-- YOUR GOAL --
Pull each line containing "utils" from the data.

[Source records]

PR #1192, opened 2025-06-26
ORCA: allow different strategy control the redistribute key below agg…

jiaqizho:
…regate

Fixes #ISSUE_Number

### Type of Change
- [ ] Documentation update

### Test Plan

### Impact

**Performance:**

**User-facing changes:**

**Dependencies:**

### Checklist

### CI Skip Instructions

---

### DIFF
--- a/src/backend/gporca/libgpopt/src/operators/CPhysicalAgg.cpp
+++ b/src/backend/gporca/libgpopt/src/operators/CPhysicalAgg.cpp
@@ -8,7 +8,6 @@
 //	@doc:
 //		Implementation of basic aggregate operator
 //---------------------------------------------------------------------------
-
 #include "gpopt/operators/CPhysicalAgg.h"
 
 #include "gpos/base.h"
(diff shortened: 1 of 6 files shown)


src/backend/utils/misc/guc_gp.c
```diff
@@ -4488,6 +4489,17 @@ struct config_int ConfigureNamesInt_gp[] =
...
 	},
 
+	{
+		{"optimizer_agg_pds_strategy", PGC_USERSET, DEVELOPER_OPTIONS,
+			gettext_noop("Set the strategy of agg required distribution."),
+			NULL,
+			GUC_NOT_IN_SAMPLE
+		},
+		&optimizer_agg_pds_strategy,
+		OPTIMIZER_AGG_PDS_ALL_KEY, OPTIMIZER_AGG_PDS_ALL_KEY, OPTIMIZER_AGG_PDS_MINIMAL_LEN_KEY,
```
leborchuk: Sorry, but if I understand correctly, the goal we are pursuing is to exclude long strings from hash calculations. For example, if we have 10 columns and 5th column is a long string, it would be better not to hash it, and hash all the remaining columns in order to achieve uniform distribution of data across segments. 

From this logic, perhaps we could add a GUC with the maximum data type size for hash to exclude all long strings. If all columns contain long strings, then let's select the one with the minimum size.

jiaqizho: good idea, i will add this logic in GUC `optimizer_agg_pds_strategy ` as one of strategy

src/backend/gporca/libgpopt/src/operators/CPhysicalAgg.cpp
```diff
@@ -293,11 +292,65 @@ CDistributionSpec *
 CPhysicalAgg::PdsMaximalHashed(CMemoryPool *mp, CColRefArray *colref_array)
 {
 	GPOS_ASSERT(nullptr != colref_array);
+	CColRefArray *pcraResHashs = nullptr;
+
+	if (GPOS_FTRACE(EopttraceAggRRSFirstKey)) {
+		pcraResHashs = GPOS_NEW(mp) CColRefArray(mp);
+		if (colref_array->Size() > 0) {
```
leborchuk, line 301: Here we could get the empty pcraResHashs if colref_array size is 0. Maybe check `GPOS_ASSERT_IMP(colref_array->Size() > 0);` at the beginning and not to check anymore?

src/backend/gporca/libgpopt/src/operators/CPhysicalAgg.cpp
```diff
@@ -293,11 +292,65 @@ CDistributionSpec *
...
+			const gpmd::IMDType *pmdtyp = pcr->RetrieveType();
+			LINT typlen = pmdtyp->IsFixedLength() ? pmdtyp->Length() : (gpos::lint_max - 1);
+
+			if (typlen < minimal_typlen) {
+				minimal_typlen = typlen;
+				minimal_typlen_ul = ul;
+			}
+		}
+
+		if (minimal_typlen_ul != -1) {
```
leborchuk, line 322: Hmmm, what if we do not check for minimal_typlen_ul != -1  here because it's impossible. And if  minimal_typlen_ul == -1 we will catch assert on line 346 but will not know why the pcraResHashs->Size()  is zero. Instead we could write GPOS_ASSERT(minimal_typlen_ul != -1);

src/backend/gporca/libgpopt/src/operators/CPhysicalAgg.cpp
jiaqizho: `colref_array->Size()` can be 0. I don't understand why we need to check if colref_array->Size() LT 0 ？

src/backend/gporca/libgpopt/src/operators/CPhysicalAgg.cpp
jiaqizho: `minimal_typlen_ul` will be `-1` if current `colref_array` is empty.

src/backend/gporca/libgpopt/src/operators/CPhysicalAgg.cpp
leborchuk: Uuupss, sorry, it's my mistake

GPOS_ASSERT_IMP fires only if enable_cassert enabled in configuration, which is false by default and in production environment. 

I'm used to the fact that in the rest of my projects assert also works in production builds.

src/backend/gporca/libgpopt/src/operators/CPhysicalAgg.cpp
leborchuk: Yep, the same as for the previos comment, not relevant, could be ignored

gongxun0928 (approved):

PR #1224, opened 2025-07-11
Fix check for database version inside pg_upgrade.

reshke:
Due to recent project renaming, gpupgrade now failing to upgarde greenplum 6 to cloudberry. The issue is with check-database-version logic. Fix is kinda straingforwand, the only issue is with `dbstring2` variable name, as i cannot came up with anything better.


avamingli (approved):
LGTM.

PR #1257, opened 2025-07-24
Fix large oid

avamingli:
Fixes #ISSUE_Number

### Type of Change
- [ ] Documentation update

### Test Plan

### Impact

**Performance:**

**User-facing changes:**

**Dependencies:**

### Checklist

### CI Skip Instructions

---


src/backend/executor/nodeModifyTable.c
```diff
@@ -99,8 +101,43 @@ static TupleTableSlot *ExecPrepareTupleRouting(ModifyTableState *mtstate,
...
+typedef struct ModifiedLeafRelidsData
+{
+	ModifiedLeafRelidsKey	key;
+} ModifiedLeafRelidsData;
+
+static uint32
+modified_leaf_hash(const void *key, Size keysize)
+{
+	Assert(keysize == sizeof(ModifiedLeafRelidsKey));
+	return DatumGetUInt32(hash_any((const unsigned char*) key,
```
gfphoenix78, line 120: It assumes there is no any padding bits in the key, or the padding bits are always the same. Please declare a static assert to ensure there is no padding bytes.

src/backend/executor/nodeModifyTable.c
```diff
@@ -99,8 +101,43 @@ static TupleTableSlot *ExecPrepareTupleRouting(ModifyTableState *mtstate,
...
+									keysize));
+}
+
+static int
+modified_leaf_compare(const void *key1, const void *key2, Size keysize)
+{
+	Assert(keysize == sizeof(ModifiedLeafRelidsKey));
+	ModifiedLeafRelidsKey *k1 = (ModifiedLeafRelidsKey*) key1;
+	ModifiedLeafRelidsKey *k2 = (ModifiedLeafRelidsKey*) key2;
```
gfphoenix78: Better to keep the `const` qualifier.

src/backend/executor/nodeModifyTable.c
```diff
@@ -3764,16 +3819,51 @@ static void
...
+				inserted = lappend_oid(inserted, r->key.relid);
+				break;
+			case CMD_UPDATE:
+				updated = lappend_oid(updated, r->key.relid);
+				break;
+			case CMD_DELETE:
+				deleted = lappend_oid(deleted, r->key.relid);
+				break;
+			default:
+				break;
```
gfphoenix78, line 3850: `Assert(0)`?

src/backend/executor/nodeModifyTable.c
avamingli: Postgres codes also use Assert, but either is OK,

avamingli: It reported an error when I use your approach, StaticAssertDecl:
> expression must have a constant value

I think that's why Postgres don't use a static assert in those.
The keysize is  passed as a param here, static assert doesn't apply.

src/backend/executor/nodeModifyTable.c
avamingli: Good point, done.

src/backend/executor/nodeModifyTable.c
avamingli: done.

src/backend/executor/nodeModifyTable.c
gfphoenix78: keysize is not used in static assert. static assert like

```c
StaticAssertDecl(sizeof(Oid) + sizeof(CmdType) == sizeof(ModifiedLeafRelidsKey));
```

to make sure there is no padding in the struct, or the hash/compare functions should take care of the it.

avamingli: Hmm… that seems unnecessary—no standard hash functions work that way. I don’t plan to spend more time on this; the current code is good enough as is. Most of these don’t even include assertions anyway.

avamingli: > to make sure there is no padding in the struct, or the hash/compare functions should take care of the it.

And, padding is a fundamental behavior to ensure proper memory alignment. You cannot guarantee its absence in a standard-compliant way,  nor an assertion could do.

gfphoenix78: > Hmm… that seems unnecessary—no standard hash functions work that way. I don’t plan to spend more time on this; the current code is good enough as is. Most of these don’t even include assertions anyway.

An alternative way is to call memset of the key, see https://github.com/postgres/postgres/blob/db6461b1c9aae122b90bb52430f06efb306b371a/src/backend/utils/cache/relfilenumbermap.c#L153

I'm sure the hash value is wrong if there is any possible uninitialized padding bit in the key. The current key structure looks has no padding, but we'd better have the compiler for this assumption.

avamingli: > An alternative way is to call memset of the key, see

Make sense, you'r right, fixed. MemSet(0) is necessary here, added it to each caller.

-- EXERCISE ANSWER --
src/backend/utils/misc/guc_gp.c
An alternative way is to call memset of the key, see https://github.com/postgres/postgres/blob/db6461b1c9aae122b90bb52430f06efb306b371a/src/backend/utils/cache/relfilenumbermap.c#L153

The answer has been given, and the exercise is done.